Khariton Daurovich Agrba () is a Russian professional boxer who has held the WBA Continental super-lightweight title since June. As an amateur he won a silver medal at the 2019 European Games.

Amateur career 
During an amateur career in which he compiled a record of 305–16, Agrba was a two-time runner up at the Russian National Championships; won gold medals at the 2016 World University Championships and 2018 Strandzha Cup; and silver medals at the 2019 European Games and 2019 Boxing World Cup.

Professional career
Agrba made his professional debut on 13 December 2019, scoring a six-round unanimous decision (UD) victory over Shokhrukh Abdiev at Manezh in Vladikavkaz, Russia.

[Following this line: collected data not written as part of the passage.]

PR #844, opened 2016-11-19
Add MisconfiguredServiceExceptionInterface

Crell:
Clearly distinguish between "missing service", "broken service", and "other" error conditions.

### DIFF
--- a/proposed/container.md
+++ b/proposed/container.md
@@ -45,11 +45,10 @@ Exceptions directly thrown by the container SHOULD implement the
 A call to the `get` method with a non-existing id MUST throw a
 [`Psr\Container\Exception\NotFoundExceptionInterface`](#not-found-exception).
 
-A call to `get` can trigger additional calls to `get` (to fetch the dependencies).
-If one of those dependencies is missing, the `NotFoundExceptionInterface` triggered by the
-inner `get` call SHOULD NOT bubble out. Instead, it should be wrapped in an exception 
-implementing the `ContainerExceptionInterface` that does not implement the 
-`NotFoundExceptionInterface`.
+A cal to the `get` method for a a service that is defined but cannot be instantiated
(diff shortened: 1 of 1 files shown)


unkind:
`MisconfiguredServiceExceptionInterface` is particular case of "something is broken" exception. It makes me wonder: what makes this exception so special that user needs to know about it? I think that from the caller perspective, it doesn't really matter if container is broken or service is misconfigured. The only thing that matters is that the container doesn't provide required stuff and it's not user's fault.

`MisconfiguredServiceExceptionInterface` is classic unchecked exception, so if user doesn't want to bubble out "something is broken" exception, he has to catch `\Exception` or even `\Throwable`.

The real-life example of catching `MisconfiguredServiceExceptionInterface` would be great addition to this PR.

michaelcullum:
@php-fig/psr-11 FYI: This [whether or not to split it into two exceptions] was discussed in depth at the in-person meeting at php[world] and those present were unanimous in agreeing this to be the best path. Notes will be coming out shortly.

cc/ @GeeH

Crell:
"Misconfigured" was the best generic name I could up with, and seems accurate; the service is defined, but "something about it is wrong".  I'm open to other names if there's a consensus on some other term.

mnapoli:
@michaelcullum As said on the ML I'm 👎 unless there's a use case, maybe those notes will help regarding that?

weierophinney:
Per a [comprehensive post to the list from @moufmouf](https://groups.google.com/forum/#!msg/php-fig/2pnhudRUpQg/ewoGoNtFCgAJ), while there may have been consensus at php[world], there have been no concrete demonstrations nor examples of what purpose this new interface serves for consumers; additionally, there's some ambiguity as to whether or not adding this interface might dictate implementation details to container authors (the working group around the specification feel there would be performance and maintenance ramifications).

As such, and on discussion with the working group, I am closing this request.

PR #845, opened 2016-11-21
[PSR-15] HTTP Middleware: Rename DelegateInterface to RequestHandlerInterface

schnittstabil:
@akrabat stated at [the ML](https://groups.google.com/d/topic/php-fig/V12AAcT_SxE/discussion) about the `FrameInterface`:
>  It means nothing to me

And after a long discussion about the pros and cons of having an interface in contrast to a callable, we ended up by the idea of `DelegateInterface` (please forgive me, if I oversimplify things).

He won his first professional title in his next fight, the WBA Fedecaribe welterweight title, after defeating Flavio Cesar Ramos via third-round stoppage by corner retirement (RTD) on 7 February 2020 at the Roberto Durán Arena in Panama City. He moved down in weight for his next fight, facing Manuk Dilanyan for the vacant WBA Continental super-lightweight title on 15 June 2020 at the Soviet Wings Sport Palace in Moscow. Agrba captured his second WBA regional title in a shutout UD victory, with all three judges scoring the bout 100–90.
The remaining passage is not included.